If she associates her boyfriend or husband with closing down and hurt feelings, she may suddenly start to find this new man very attractive. With him she has no history of having hurt feelings, only new opportunities to create a fresh, rewarding connection. While she feels shut down with her husband or boyfriend, this new attraction can easily become a source of support. She may even start to complain about her boyfriend or husband to this new man.
She now begins to think: “My husband/boyfriend is such a jerk,” or, “He is just so boring, we never do anything exciting.” “All he does is watch TV on his couch, I don’t think he loves me or cares about me.” “I can’t even talk to him. He does not understand anything that I am saying.” And so on. Feeling like a victim of her own circumstances, she justifies her misery by blaming her partner.

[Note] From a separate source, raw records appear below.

PR #634, opened 2019-05-30
Add public method isFinished() on JaegerSpan

dougEfresh:
In complicated future/multi-threading environments, such as RX java, you need to pass trace context to the executing threads.  In some cases we noticed that spans where been activated with the ScopeManager long after the span has finished (like 30 minutes). 
I've noticed hourly repeating tasks used stale trace context. By adding isFinished on the JaegerSpan, we can keep track (via metrics) of spans that are being activated but are themselves finished. 

Adding public method isFinished to JaegerSpan.

### DIFF
--- a/jaeger-core/src/main/java/io/jaegertracing/internal/JaegerSpan.java
+++ b/jaeger-core/src/main/java/io/jaegertracing/internal/JaegerSpan.java
@@ -75,6 +75,10 @@ public class JaegerSpan implements Span {
     return startTimeMicroseconds;
   }
 
+  public boolean isFinished() {
+    return finished;
+  }
+
   public long getDuration() {
     synchronized (this) {
       return durationMicroseconds;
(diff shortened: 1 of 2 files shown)


jaeger-core/src/main/java/io/jaegertracing/internal/JaegerSpan.java
```diff
@@ -75,6 +75,10 @@ public long getStart() {
     return startTimeMicroseconds;
   }
 
+  public boolean isFinished() {
+    return finished;
```
yurishkuro: needs `synchronized (this)`, see finish() method

yurishkuro:
@dougEfresh are you planning to finish this PR?

jaeger-core/src/main/java/io/jaegertracing/internal/JaegerSpan.java
dougEfresh: updated

PR #649, opened 2019-08-22
Support for basic propagation of trace information using W3 TraceContext

### LINKED ISSUE #648: Support W3C Trace Context header
see https://github.com/jaegertracing/jaeger/issues/855

backjo:
Closes #648 

- Basic codec for `traceparent` header. Only supports trace/span propagation (no baggage support at the moment).

### DIFF
--- a/jaeger-core/src/main/java/io/jaegertracing/internal/propagation/TraceContextCodec.java
+++ b/jaeger-core/src/main/java/io/jaegertracing/internal/propagation/TraceContextCodec.java
@@ -42,7 +42,7 @@ import java.util.Map;
  * <p>
  */
 public class TraceContextCodec implements Codec<TextMap> {
-  protected static final String TRACE_CONTEXT_NAME = "tracecontext";
+  protected static final String TRACE_CONTEXT_NAME = "traceparent";
 
   private static final int VERSION_SIZE = 2;
   private static final int TRACEPARENT_DELIMITER_SIZE = 1;
--- a/jaeger-core/src/main/java/io/jaegertracing/internal/propagation/TraceContextCodec.java
+++ b/jaeger-core/src/main/java/io/jaegertracing/internal/propagation/TraceContextCodec.java
@@ -55,19 +55,11 @@ public class TraceContextCodec implements Codec<TextMap> {
       SPAN_ID_OFFSET + SPAN_ID_HEX_SIZE + TRACEPARENT_DELIMITER_SIZE;
   private static final int SAMPLED_FLAG = 1;
 
-  private static final int JAEGER_SAMPLED_FLAG = 1;
+  private static final byte JAEGER_SAMPLED_FLAG = 1;
 
 
   private final JaegerObjectFactory objectFactory;
   private final Long version;
-
-  /**
-   * @deprecated use {@link Builder} instead
-   */
-  @Deprecated
-  public TraceContextCodec() {
-    this(new Builder());
-  }
 
   private TraceContextCodec(Builder builder) {
     this.objectFactory = builder.objectFactory;
--- a/jaeger-core/src/main/java/io/jaegertracing/internal/propagation/TraceContextCodec.java
+++ b/jaeger-core/src/main/java/io/jaegertracing/internal/propagation/TraceContextCodec.java
@@ -68,21 +68,9 @@ public class TraceContextCodec implements Codec<TextMap> {
 
   @Override
   public void inject(JaegerSpanContext spanContext, TextMap carrier) {
-    long traceIdHigh = spanContext.getTraceIdHigh();
-
-    //From the specification:
-    //When a system operates with a trace-id that is shorter than 16 bytes,
-    // it SHOULD fill-in the extra bytes with random values rather than zeroes.
-    // Let's say the system works with an 8-byte trace-id like 3ce929d0e0e4736.
-    // Instead of setting trace-id value to 0000000000000003ce929d0e0e4736,
-    // it SHOULD generate a value like 4bf92f3577b34da6a3ce929d0e0e4736.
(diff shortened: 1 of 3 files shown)


backjo:
This change is [Reviewable](https://reviewable.io/reviews/jaegertracing/jaeger-client-java/649)

jaeger-core/src/main/java/io/jaegertracing/internal/propagation/TraceContextCodec.java
```diff
@@ -0,0 +1,157 @@
...
+    this.objectFactory = builder.objectFactory;
+    this.version = builder.version;
+  }
+
+  @Override
+  public void inject(JaegerSpanContext spanContext, TextMap carrier) {
+    long traceIdHigh = spanContext.getTraceIdHigh();
+
+    //From the specification:
+    //When a system operates with a trace-id that is shorter than 16 bytes,
```
adriancole: this is a terrible idea. sometimes IDs are truncated due to old instrumentation and this will ensure you can't match them later. is this really in the spec?

adriancole: I mean imagine if upstream is 128-bit a middle hop accidentally truncates making several outbound client calls. now you have effectively a new trace for all those client calls as there's no way to detect the truncation anymore, unless you process the entire tree and make some assumptions. All the last years heuristics to match no-longer work.

jaeger-core/src/main/java/io/jaegertracing/internal/propagation/TraceContextCodec.java
```diff
@@ -0,0 +1,157 @@
...
+    // it SHOULD fill-in the extra bytes with random values rather than zeroes.
+    // Let's say the system works with an 8-byte trace-id like 3ce929d0e0e4736.
+    // Instead of setting trace-id value to 0000000000000003ce929d0e0e4736,
```
bogdandrutu: I think you should stick with 0 and this should be documented to make sure if you receive in the same backend spans with 8bytes you can reconstruct the same trace id.

Imagine in the backend you receive spans with 8 and 16 bytes then you need a way to transform both in 16 bytes and therefore you need a deterministic algorithm to do that.

jaeger-core/src/main/java/io/jaegertracing/internal/propagation/TraceContextCodec.java
adriancole: also if you choose against changing the trace ID you were given, you have the second benefit of a consistent subtree. as this ends up in logs it is helpful. If it turns out the intent was not a 64-bit, rather a truncation, you would see that also in the logs.. and see the downstream affected. if everyone changes the trace id upon seeing a short one, not only can you not easily tell, but also nothing matches. I hope this makes sense.

jaeger-core/src/main/java/io/jaegertracing/internal/propagation/TraceContextCodec.java
bogdandrutu: Please ignore this comment because I think I missunderstood the problem.

jaeger-core/src/main/java/io/jaegertracing/internal/propagation/TraceContextCodec.java
```diff
@@ -0,0 +1,157 @@
...
+    // it SHOULD generate a value like 4bf92f3577b34da6a3ce929d0e0e4736.
+    // where 4bf92f3577b34da6a is a random value or a function of time and host value.
+    if (traceIdHigh == 0L) {
```
bogdandrutu: I think now I understand. The spec does not say that you should guarantee that the traceIdHigh != 0. It is valid to have a traceIdHigh as long it was randomly generated and not set to 0.

jaeger-core/src/main/java/io/jaegertracing/internal/propagation/TraceContextCodec.java
backjo: I don't disagree that adding this additional information in makes it harder to use in older systems, but the spec does seem pretty rigid about this. 

> Because tracing systems may make sampling decisions based on the value of trace-id, for increased interoperability vendors MUST keep the random part of trace-id ID on the left side.
> 
> When a system operates with a trace-id that is shorter than 16 bytes, it SHOULD fill-in the extra bytes with random values rather than zeroes. Let's say the system works with an 8-byte trace-id like 3ce929d0e0e4736. Instead of setting trace-id value to 0000000000000003ce929d0e0e4736 it SHOULD generate a value like 4bf92f3577b34da6a3ce929d0e0e4736 where 4bf92f3577b34da6a is a random value or a function of time and host value.

bogdandrutu: The spec does not say that you need to correct this. The spec says that if you generate it you should follow that rule. As I mentioned in a different comment the left part can be 0 if it is randomly generated

yurishkuro: agree with @bogdandrutu's interpretation. 

Having said that, that's what happens when specs are written without reference implementation. What if we all join forces and create a single reusable library for Zipkin, Jaeger, OpenCensus, and OpenTelemetry, for parsing W3C trace context? All 4 projects have identical format of trace IDs. The `tracestate` might need some customization.

backjo: Going to remove this - thanks for the help clarifying :) 

Curious how we should handle the case where users have configured the tracer to not be 128 bit but register the trace context codec

pavolloffay:
Done in #694

PR #654, opened 2019-09-30
Run crossdock with all-in-one

bhavin192:
Reference: jaegertracing/jaeger#1762

### DIFF
--- a/jaeger-crossdock/docker-compose.yml
+++ b/jaeger-crossdock/docker-compose.yml
@@ -35,23 +35,32 @@ services:
 
     go:
         image: jaegertracing/xdock-go
+        links:
+            - "jaeger:jaeger-agent"
         ports:
             - "8080-8082"
 
     python:
         image: jaegertracing/xdock-py
+        links:
+            - "jaeger:jaeger-agent"
         ports:
             - "8080-8082"
 
     nodejs:
         image: jaegertracing/xdock-node
+        links:
+            - "jaeger:jaeger-agent"
         ports:
             - "8080-8082"
 
     java-udp:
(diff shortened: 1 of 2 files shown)


bhavin192:
One test is still failing, I will try to investigate this later today.

jaeger-crossdock/docker-compose.yml
```diff
@@ -35,40 +35,73 @@ services:
...
     nodejs:
         image: jaegertracing/xdock-node
+        links:
+            - "jaeger:jaeger-agent"
         ports:
             - "8080-8082"
 
     java-udp:
         depends_on:
             - test_driver
```
yurishkuro: I think this needs to depend on `jaeger`, if you look at PRs for the other clients

bhavin192: Yes, you are right. I think earlier it was like `jave-udp -> test_driver -> (jaeger components)`.

jaeger-crossdock/docker-compose.yml
```diff
@@ -35,40 +35,74 @@ services:
...
+            - jaeger
         ports:
             - "8080-8082"
         environment:
             - SENDER=udp
 
     java-http:
         build: .
+        links:
+            - "jaeger:jaeger-agent"
```
yurishkuro: Did you get the test pass locally? Failure looks specific to the change.

Java http actor would be trying to submit spans to collector, so the renaming probably needs to be to jaeger-collector.

bhavin192: Yep, you are right. With suggested change I got it working locally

And the irony is that if she talks to this new man about her situation, since he is not yet involved with her, it is very easy for him to be understanding and supportive. In fact, these men sometimes naively think that they are the solution to her problems. This type of bonding with another man can then easily start to arouse romantic feelings in her. The more she feels understood and heard, the more bonded she begins to feel.
So, while she does not feel connected to her partner, it becomes easy to see why she can have feelings with her newly found man. And unless she takes responsibility for the life she creates for herself, and understands how she is remaining a victim of her circumstances, it may become much easier to cheat instead of dealing with her pain and hurt for not feeling loved by her husband or boyfriend.
Furthermore, if the woman does not feel cherished, she may naively begin to think that it is all her partner’s fault. And so, rather than taking responsibility for her feelings and the type of relationship she has created, she justifies her cheating by blaming her husband or boyfriend for the lack of connection. And to feel better about herself and forget her pain, she may continue to cheat on him.
So, there you have it. What do you think? Why do women cheat?